American baseball player and manager

Donald John Bacon (born June 28, 1935 in Oklahoma City, Oklahoma United States) is a former minor league baseball player and manager. He led the Midwest League Clinton C-Sox to a league championship in 1963.

==Education==
Bacon attended Sapulpa High School and then Oklahoma A&M. During his senior year at Sapulpa High School, he won all-state honors. While at college, he played both baseball and basketball.

==Playing career==
Bacon was an infielder, playing from 1955 to 1958 and from 1961 to 1964 in the Chicago White Sox farm system. Despite collecting over 100 hits in a season five times, Bacon never collected more than 24 extra base hits in a single year. Overall, he played in 790 minor league games, collecting 704 hits. He batted .262.

==Managerial career==
Bacon's first year as a manager was spent with the C-Sox in 1963, the same year he led them to a league championship.

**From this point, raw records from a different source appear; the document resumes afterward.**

Issue #347, opened 2023-08-25
exported ShowkaseBrowserActivity


Skeletonxf:
Hi, as part of an automated security scan on an app I'm working on Showkase was flagged due to the Showkase browser activity being exported by default.

| Issue  | Severity | Description |
| --- | --- | --- |
| Activity (com.airbnb.android.showkase.ui.ShowkaseBrowserActivity) is not Protected. [android:exported=true]  | high | An Activity is found to be shared with other apps on the device therefore leaving it accessible to any other application on the device.

This is easily overridden app side via

```xml
<activity
    android:name="com.airbnb.android.showkase.ui.ShowkaseBrowserActivity"
    android:exported="false"
    tools:replace="android:exported" >
</activity>
```

however the default being set to true could be surprising for some users of this library? I had initially thought that if I disabled the in app means of launching the browser then it wouldn't be accessible in a production build of the app, but given it is exported by default another malicious app could theoretically open this, and perhaps gain access to data in the screenshots that they shouldn't if anything sensitive is there.

rovkinmax:
I bealeve that ShowkaseBrowserActivity should not be included in a release build

vinaygaba:
Thanks for flagging. I see that this line was added in this PR (https://github.com/airbnb/Showkase/commit/469e14de06227d32974d2b3fa67646ff53013e17#diff-fdcbc654693654c9611addef6b4e7ef93e1ae16aa06522b1c02d9786a3d5ecb5R10) and I didn't catch it during the review. I've reached out to @oas004 to figure out why this was needed, otherwise I'm inclined to remove this line of code from the library.

vinaygaba:
Opened PR that fixes this - https://github.com/airbnb/Showkase/pull/355

PR #355, opened 2023-09-19
Stop exporting ShowkaseBrowserActivity

vinaygaba:
Fixes https://github.com/airbnb/Showkase/issues/347

This was done in this PR (https://github.com/airbnb/Showkase/commit/469e14de06227d32974d2b3fa67646ff53013e17#diff-fdcbc654693654c9611addef6b4e7ef93e1ae16aa06522b1c02d9786a3d5ecb5R10) in order to [make it compatible with Android 12](https://developer.android.com/about/versions/12/behavior-changes-12#exported). However, it's only needed for launcher activities (or activities with an intent filter), which `ShowkaseBrowserActivity` isn't. So it's safe to remove this line from our codebase.


oas004 (approved):
Looks good to me! Thanks for fixing this! I totally misread how exported should be used when we bumped the target

PR #360, opened 2023-10-11
Adding  generateScreenshot into ShowkaseComposable annotation 

IvanSanchez-uam:
The **generateScreenshot** property is used when showkase is integrated with paparazzi and the purpose of it is to filter all the previews that we want the screenshot test.

in the next code snippet code shows the usage of **generateScreenshot**

`// This preview will be skipped from component browser
// but will generate the screenshot
@ShowkaseComposable(
    name = "Basic Chip",
    group = "Chips",
    defaultStyle = true,
    generateScreenshot = true,
    skip = true
)
@Composable
fun BasicChipPreview() {
    BasicChip(text = "Chip Component")
}` 

**As you can see the screenshot test will be generated for the preview but will not be part of the component browser.**

The main idea of this pr is to have the ability to recognize previews that we want to make the screenshot test.


IvanSanchez-uam:
@marcorighini maybe you can help me out here, what do I need to get feedback for this PR?

PR #370, opened 2023-12-26
Update Showkase to latest version of Jetpack Compose Navigation 

designedbyz:
This PR updates the version of Jetpack Compose navigation to the latest version, 2.7.6, and updates other dependencies as needed along the way as well. This is needed to avoid some odd behavior with navigation 2.6.0; notably if you use compose navigation 2.6.0 and Showkase in the same project, the browser will not navigate from the root screen to any of typography, color, or composables. This seems to be an issue with Navigation 2.6.0, as both navigation 2.7.x and navigation 2.5.x work just fine. 

Other dependencies have been updated as needed as well, most notably perhaps was updating the compile SDK to version 34. This was required for navigation 2.7.x. 

I've seen a few issues while running tests on the project that I could use some help solving. Specifically, the `entering_text_in_search_bar_filters_the_visible_components` and `entering_text_in_search_bar_filters_the_visible_groups_of_components` are acting a bit weird detecting two nodes, even though I only see one visible node when debugging the tests. I'd appreciate some help with debugging this.


vinaygaba:
@designedbyz Genuinely grateful for your contribution. I wrote the browser piece of Showkase in 2020 when there was little to no documentation about Compose so there were a bunch of bad practices that I wanted to fix holistically. For example, there was no framework level solution to go back even 😅 I'm attempting to fix all that + the navigation dependencies in this PR - https://github.com/airbnb/Showkase/pull/390 🤞 

Would it be okay if I closed this PR as a lot needed to change for some of the bugs that I was observing to be fixed.

PR #372, opened 2024-01-11
Fix missing category of originating elements

vinaygaba:
Eagled eyed @elihart spotted that we were not adding the originating elements for previews that were without the `PreviewParameter`. This is the far more common case and could potentially be causing build issues when there were changes in the element. It primarily has implications on the ability to do proper incremental compilation


elihart (approved):

joshdmiller5:
Bumping @kmalmur ask here for a release of this, I believe it should solve: https://github.com/airbnb/Showkase/issues/373 as mentioned

PR #385, opened 2024-05-25
Provide dark background for rendering Dark mode previews

### LINKED ISSUE #289: [Request] Provide dark background for rendering Dark mode previews
Apologies if this is already available, I have not seen any callouts for this in the README.

Basically, the request is to render a black card background in the `[Dark Mode]` preview generated by Showkase.

I defined my own Preview annotation which provides both the Light and Dark versions of content.
```kotlin
@Preview(
    name = "Light theme",
    showBackground = true,
    backgroundColor = 0xFFFFFFFF,
    uiMode = UI_MODE_NIGHT_NO
)
@Preview(
    name = "Dark theme",
    showBackground = true,
    backgroundColor = 0xFF000000,
    uiMode = UI_MODE_NIGHT_YES
)
internal annotation class PreviewDefaults
```

Which generates the following:

image

It would be great to have a similar functionality provided by Showkase out of the box. As it stands, the previews look like the following - note the content text in `[Dark Mode]` can't be read because the background is white, and not black.

image

As a workaround, I can wrap my preview content in a box that provides a background (with additional padding so we can see the dashed borders), but I do not think I should do this every time.

```kotlin
@ShowkaseComposable(
    name = PREVIEW_NAME,
    group = GROUP_CARD,
    defaultStyle = true,
)
@PreviewDefaults
@Composable
internal fun DashedCardPreview() {
    MyTheme {
        Box(
            modifier = Modifier
                .background(color = MyTheme.colors.background.page.default)
                .padding(16.dp)
        ) {
            DashedCardSample()
        }
    }
}
```

image

vinaygaba:
Fixes #289 

Notice the background of the dark mode card, specifically the area around the component itself. 

Screenshot 2024-05-24 at 9 17 38 PM


showkase/src/main/java/com/airbnb/android/showkase/ui/CommonComponents.kt
```diff
@@ -57,27 +60,34 @@ internal fun ComponentCardTitle(componentName: String) {
...
+    onClick: (() -> Unit)? = null,
+    darkMode: Boolean = false,
 ) {
     val composableModifier = Modifier.generateComposableModifier(metadata)
     val composableContainerModifier = Modifier.generateContainerModifier(onClick)
-    Card {
-        Box {
-            Column(modifier = composableModifier) {
-                metadata.component()
+    MaterialTheme(
```
vinaygaba, line 68: Ideally this was handled at the root screen itself but since I just realized Showkase wasn't really using the theme at all, I'm limit the scope and restrict it to just the dark mode use case.

PR #390, opened 2024-06-05
Improve ShowkaseBrowser codebase and update navigation stack

vinaygaba:


showkase/src/main/java/com/airbnb/android/showkase/ui/CommonComponents.kt
```diff
@@ -63,30 +67,35 @@ internal fun ComponentCard(
...
-    val composableModifier = Modifier.generateComposableModifier(metadata)
-    val composableContainerModifier = Modifier.generateContainerModifier(onClick)
-    MaterialTheme(
-        colors = if (darkMode) darkColors() else lightColors()
-    ) {
-        Card(
-            shape = MaterialTheme.shapes.large
+    // This is added to make sure that the navigation of the ShowkaseBrowser does not break
+    // when one of the previews has a back press handler in the implementation of the component.
+    val backPressedDispatcherOwner = rememberOnBackPressedDispatcherOwner()
```
vinaygaba, line 72: Doing this at the top level (which was previously the case) was causing the navigation to not work at all. Instead, I moved this down to specifically happen for the Composables that are responsible for rendering the component previews as that's where we want to override/intercept any back handling that the previews might be doing themselves.

showkase/src/main/java/com/airbnb/android/showkase/ui/ShowkaseCategoriesScreen.kt
```diff
@@ -34,60 +37,62 @@ internal fun ShowkaseCategoriesScreen(
...
-                            ShowkaseCategory.COMPONENTS -> navController.navigate(
-                                ShowkaseCurrentScreen.COMPONENT_GROUPS
-                            )
-                            ShowkaseCategory.COLORS -> navController.navigate(
-                                ShowkaseCurrentScreen.COLOR_GROUPS
-                            )
-                            ShowkaseCategory.TYPOGRAPHY -> navController.navigate(
-                                ShowkaseCurrentScreen.TYPOGRAPHY_GROUPS
-                            )
+                            ShowkaseCategory.COMPONENTS -> onNavigateToComponentGroups()
```
eddnav, line 48: It would be nice if we could check here whether the component group only has one component and directly navigate into it.

showkase/src/main/java/com/airbnb/android/showkase/ui/ShowkaseBrowserApp.kt
```diff
@@ -436,103 +495,151 @@ private fun Map<String, List<*>>.isOnlyCategory(
...
-            showkaseBrowserScreenMetadata,
-            navController
+            groupedComponentMap = groupedComponentMap,
+            showkaseBrowserScreenMetadata = showkaseBrowserScreenMetadata,
+            onUpdateShowkaseBrowserScreenMetadata = onUpdateShowkaseBrowserScreenMetadata,
+            navigateTo = navigateTo,
         )
     }
     composable(ShowkaseCurrentScreen.COMPONENT_STYLES.name) {
         ShowkaseComponentStylesScreen(
```
eddnav, line 522: Similarly, skipping the styles screen when there's only one style would be super nice. Directly to the detail screen.

sample-submodule-2/build.gradle
```diff
@@ -61,7 +61,8 @@ dependencies {
     // Support Libraries
     implementation deps.support.appCompat
     implementation deps.support.ktx
-    implementation deps.support.lifecycleExtensions
+    implementation deps.support.lifecycleComposeViewModel
+implementation deps.support.lifecycleComposeRuntime
```
eddnav, line 65: Space was lost here :)?

sample-submodule/build.gradle
```diff
@@ -62,7 +62,8 @@ dependencies {
     // Support Libraries
     implementation deps.support.appCompat
     implementation deps.support.ktx
-    implementation deps.support.lifecycleExtensions
+    implementation deps.support.lifecycleComposeViewModel
+implementation deps.support.lifecycleComposeRuntime
```
eddnav, line 66: Same here

sample/build.gradle
```diff
@@ -94,7 +94,8 @@ dependencies {
     // Support Libraries
     implementation deps.support.appCompat
     implementation deps.support.ktx
-    implementation deps.support.lifecycleExtensions
+    implementation deps.support.lifecycleComposeViewModel
+implementation deps.support.lifecycleComposeRuntime
```
eddnav, line 98: And here

PR #859, opened 2025-11-11
chore: Tag logs with the relay URLs in getPayload

bharath-123:
## 📝 Summary

Tag logs with relay URLs in getPayload for better readability. 

we call getPayload parallely across multiple relays and it can get hard to identify which log is coming from which relay invocation. Tagging the logs by URLs can help us understand the logs better!

* [x] `make lint`
* [x] `make test-race`
* [x] `go mod tidy`

### DIFF
--- a/server/get_payload.go
+++ b/server/get_payload.go
@@ -167,6 +167,7 @@ func (m *BoostService) innerGetPayload(log *logrus.Entry, signedBlindedBeaconBlo
 
 			// If the request fails, try again a few times with 100ms between tries
 			resp, err := retry(requestCtx, m.requestMaxRetries, 100*time.Millisecond, func() (*http.Response, error) {
+				innerLog = innerLog.WithField("url", url)
 				// Default to the content from the proposer
 				requestContentType := parsedProposerContentType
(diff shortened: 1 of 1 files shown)


server/get_payload.go
```diff
@@ -166,8 +166,6 @@ func (m *BoostService) innerGetPayload(log *logrus.Entry, signedBlindedBeaconBlo
 
 			// If the request fails, try again a few times with 100ms between tries
 			resp, err := retry(requestCtx, m.requestMaxRetries, 100*time.Millisecond, func() (*http.Response, error) {
-				log = log.WithField("url", url)
```
bharath-123, line 169: This was not right since it can cause a race condition with other getPayload invocations.

metachris: Wouldn't it be better to create a new logger instance there, instead of adding url to every single log call?

ie. `_log = log.WithField...`

bharath-123: The log is a pointer and each go-routine would override that pointer. this can cause a race conditions amongst multiple getPayload calls where we see the wrong url for the wrong invocation.

jtraglia (approved):

PR #871, opened 2025-11-30
add color flag for text log

### LINKED ISSUE #867: logrus formatted changed to instantiate with ForceColors true
In #850, specifically in 59da2e8481867685240e6bcbb3f19a7d6e11e2d6, the logrus formatter was updated to force colored output.

This change not only enables colors, but also changes the formatting of log level and timestamps. 

I'm requesting to add support for non-colored standard `logfmt` support, just as JSON formatting is supported (flag `-json`).

I have no preference for how this feature is implemented. 
I see a number of ways to accomplish this. A few examples:

- add flag `-log-format=json|color|logfmt` while retaining deprecated support for `-json`
- add flag `-color`, thereby reverting the force color change
- add flag `-no-color` to support pre-1.10.1 formatting

Alternatively, a simple fix could involve:

- removing the `ForceColors: true` change from 59da2e8481867685240e6bcbb3f19a7d6e11e2d6

Let me know what you prefer and I'll submit a PR

faheelsattar:
## 📝 Summary

Introduces an optional `color` flag for text log fmt
Closes #867

## ⛱ Motivation and Context

Previously we were enforcing color for text logs, this change makes it configurable, so users can choose depending on their preference.  

## 📚 References

---

* [x] `make lint`
* [x] `make test-race`
* [x] `go mod tidy`

### DIFF
--- a/README.md
+++ b/README.md
@@ -253,7 +253,7 @@ Usage of mev-boost:
   -json
         log in JSON format instead of text
   -color
-        enable colored output for text log format
+        enable colored output for text log format; has no effect if JSON logging is enabled via -json
   -log-no-version
         disables adding the version to every log entry
   -log-service string
--- a/README.md
+++ b/README.md
@@ -252,6 +252,8 @@ Usage of mev-boost:
         use Hoodi
   -json
         log in JSON format instead of text
+  -color
+        enable colored output for text log format
   -log-no-version
         disables adding the version to every log entry
   -log-service string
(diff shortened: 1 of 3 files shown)


README.md
```diff
@@ -252,6 +252,8 @@ Usage of mev-boost:
         use Hoodi
   -json
         log in JSON format instead of text
+  -color
```
bharath-123, line 255: good to document that, this won't have any effect if `-json` is selected. A small sentence would be helpful. 

Something like:
`This option won't have any effect if -json is enabled.`

metachris (approved):

bharath-123 (approved):

Issue #489, opened 2023-04-08
Info msg "no bid received" misleading for bids below min-bid


KgNoop:
When calling the relays:
// Call the relays
	var mu sync.Mutex
	var wg sync.WaitGroup
	for _, relay := range m.relays

the answers of the relays get checked for various circumstances. One of which is the check against the min-bid:

// Skip if value (fee) is lower than the minimum bid
			if responsePayload.Value().Cmp(m.relayMinBid.BigInt()) == -1 {
				log.Debug("ignoring bid below min-bid value")
				return}

If the bid is below the min bid it does not get added to the Hash of Bids. 
If all set relays are below min bid the Has is empty and the result/Info given bei the logs is "no bid received" which is misleading and makes room for questions about the setup.

if result.blockHash == "" {
		log.Info("no bid received")
		w.WriteHeader(http.StatusNoContent)
		return}

Would be better to have an additional/different msg/info if the relays "all bids below min-bid - creating own block"

metachris:
yeah that'd be nice

PR #892, opened 2026-02-19
server: track bids received to clarify empty response logs

### LINKED ISSUE #869: "no bid received" info level log is misleading
At least myself and [one other person](https://www.reddit.com/r/ethstaker/comments/12enr2i/mevboost_msgno_bid_received/) have been a bit mislead during the debugging process of trying to figure out why a block was built locally. 

In the event that no bids were received that exceed the min-bid setting, with log level set at the default (above debug), the user will see the info level log "no bid received" that is triggered in handleGetHeader if result.response.isEmpty is true. 

In reality, bids may have actually been received, but the "bid received" and the potential subsequent "ignoring bid below min-bid value" logs from inside getHeader are at debug level, and won't show up at the default log level above debug.

The info level log from handleGetHeader if result.response.isEmpty is true should better reflect the real meaning of having result.response.isEmpty, which might be something like "no acceptable bids received" or something like that.

mark-liu:
## 📝 Summary

When all relay bids are filtered (e.g. below min-bid), the info log says
"no bid received" — but bids were received, they just weren't acceptable.
This tracks the count of bids returned by relays in `bidResp` and uses it
to distinguish between genuinely receiving nothing vs filtering everything out.

- `bidsReceived` set from `len(relayBids)` after relay goroutines complete
- Log says `"no acceptable bid received" bidsReceived=N` when bids were filtered
- Log says `"no bid received"` when relays truly returned nothing
- Two new subtests in `TestGetHeaderBids` covering both cases

## ⛱ Motivation and Context

Fixes #869. Also addresses #489.

Running at default (info) log level, the only signal a validator gets when
bids exist but fall below min-bid is "no bid received". The debug-level
"bid received" and "ignoring bid below min-bid value" logs don't show up
unless you explicitly lower the level. This has confused operators debugging
why blocks were built locally.

## 📚 References

- #869
- #489

---

* [x] `make lint`
* [x] `make test-race`
* [x] `go mod tidy`

Note: `make test-race` times out on `develop` (without this PR's changes)
due to `TestGetPayload/"A relay which does not provide the bid gets a JSON
request"` hanging under the race detector. All tests prior to that pass,
including the new tests added here.

### DIFF
--- a/server/get_header.go
+++ b/server/get_header.go
@@ -158,7 +158,7 @@ func (m *BoostService) getHeader(log *logrus.Entry, slot phase0.Slot, pubkey, pa
 	wg.Wait()
 
 	var (
-		result = bidResp{}
+		result = bidResp{bidsReceived: len(relayBids)}
 		relays = make(map[BlockHashHex][]types.RelayEntry)
 	)
 
--- a/server/service.go
+++ b/server/service.go
@@ -334,9 +334,13 @@ func (m *BoostService) handleGetHeader(w http.ResponseWriter, req *http.Request)
 		return
 	}
 
-	// Bail if none of the relays returned a bid
+	// Bail if none of the relays returned an acceptable bid
 	if result.response.IsEmpty() {
-		log.Info("no bid received")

He won the Midwest League Manager of the Year Award in 1963. He started 1964 as the team's manager, however he was replaced by Hugh Mulcahy, who was eventually replaced by Bacon himself. Bacon managed the Sarasota Sun Sox to an 85-53 record in 1965. In 1966, he led the Deerfield Beach/Winter Haven Sun Sox to a 55-83 record. He was the youngest manager in the White Sox system during his time as minor league manager.